● **PROBLEM TO WORK ON**
Reproduce the line containing "bendichter, line 606: Is" and every line after it through the end of the records. Include nothing else.
------------------------------------------------
PR #173, opened 2019-10-16
pass through DataIO params after formatting strings

### LINKED ISSUE #162: H5DataIO.chunks arg ignored for strings
For https://github.com/NeurodataWithoutBorders/pynwb/issues/1067 we need to have string vectors that are chunked. When I try to chunk string objects in pynwb (using hdmf), they result in a dataset that is not chunked. When I try chunking them in h5py there is no problem and they are chunked as expected.

```python
from datetime import datetime
from pynwb import NWBFile, NWBHDF5IO, TimeSeries
from pynwb.misc import AnnotationSeries
from hdmf.backends.hdf5 import H5DataIO


tso = TimeSeries(name='test_ts', data=H5DataIO(data=[1, 2, 3], chunks=True), timestamps=[1, 2, 3])
aso = AnnotationSeries(name='test_AS', data=H5DataIO(data=('aa', 'bb'), chunks=True), timestamps=(1., 2.))
nwb = NWBFile(session_description='session', identifier='1', session_start_time=datetime.now(tzlocal()))
nwb.add_acquisition(aso)
nwb.add_acquisition(tso)

with NWBHDF5IO('test_file.nwb', 'w') as io:
    io.write(nwb)

with NWBHDF5IO('test_file.nwb', 'r') as io:
    nwb = io.read()
    print('TimeSeries:')
    print('{}, {}'.format(nwb.acquisition['test_ts'].data.dtype, nwb.acquisition['test_ts'].data.chunks))
    print('')
    print('AnnotationSeries:')
    print('{}, {}'.format(nwb.acquisition['test_AS'].data.dtype, nwb.acquisition['test_AS'].data.chunks))


from h5py import File, special_dtype
import numpy as np

file = File('test.h5', 'w')
aa = file.create_dataset(name='test_ds', data=np.string_((u'aa', u'bb')), dtype=special_dtype(vlen=str),
                         chunks=True)
print('')
print('vlen-str in h5py:')
print('{}, {}'.format(aa.dtype, aa.chunks))
```

```
TimeSeries:
int64, (3,)

AnnotationSeries:
object, None

vlen-str in h5py:
object, (2,)
```

ajtritt:
## Motivation

fix #162

### DIFF
--- a/src/hdmf/data_utils.py
+++ b/src/hdmf/data_utils.py
@@ -599,6 +599,13 @@ class DataIO(with_metaclass(ABCMeta, object)):
         data = popargs('data', kwargs)
         self.__data = data
 
+    @abstractmethod
+    def get_io_params(self):
+        """
+        Returns a dict with the I/O parameters specifiedin in this DataIO.
+        """
+        pass
+
     @property
     def data(self):
         """Get the wrapped data object"""
--- a/src/hdmf/data_utils.py
+++ b/src/hdmf/data_utils.py
@@ -589,7 +589,7 @@ class ShapeValidatorResult(object):
 
 
 @docval_macro('data')
-class DataIO(with_metaclass(ABCMeta, object)):
+class DataIO(object):
     """
     Base class for wrapping data arrays for I/O. Derived classes of DataIO are typically
     used to pass dataset-specific I/O parameters to the particular HDMFIO backend.
@@ -599,12 +599,11 @@ class DataIO(with_metaclass(ABCMeta, object)):
         data = popargs('data', kwargs)
         self.__data = data
 
-    @abstractmethod
     def get_io_params(self):
         """
         Returns a dict with the I/O parameters specifiedin in this DataIO.
         """
-        pass
+        return dict()
 
     @property
     def data(self):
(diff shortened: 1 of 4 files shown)


src/hdmf/data_utils.py
```diff
@@ -599,6 +599,12 @@ def __init__(self, **kwargs):
         data = popargs('data', kwargs)
         self.__data = data
 
+    def get_io_params(self):
+        """
+        Returns a dict with the I/O parameters specifiedin in this DataIO.
+        """
+        return dict()
```
bendichter, line 606: Is this right? Just return an empty `dict`?

bendichter (commented):
It would be nice to see a full IO-to-disk test that shows the resulting HDF dataset is in fact chunked

oruebel (dismissed):
Looks good. Thanks for chasing down this bug.

rly (approved):

rly:
> It would be nice to see a full IO-to-disk test that shows the resulting HDF dataset is in fact chunked

Agreed

src/hdmf/data_utils.py
ajtritt: The base DataIO class offers no ability to specify parameters, so there's not really anything to return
------------------------------------------------
● **OUTPUT FOR THIS EXERCISE**
bendichter, line 606: Is this right? Just return an empty `dict`?

bendichter (commented):
It would be nice to see a full IO-to-disk test that shows the resulting HDF dataset is in fact chunked

oruebel (dismissed):
Looks good. Thanks for chasing down this bug.

rly (approved):

rly:
> It would be nice to see a full IO-to-disk test that shows the resulting HDF dataset is in fact chunked

Agreed

src/hdmf/data_utils.py
ajtritt: The base DataIO class offers no ability to specify parameters, so there's not really anything to return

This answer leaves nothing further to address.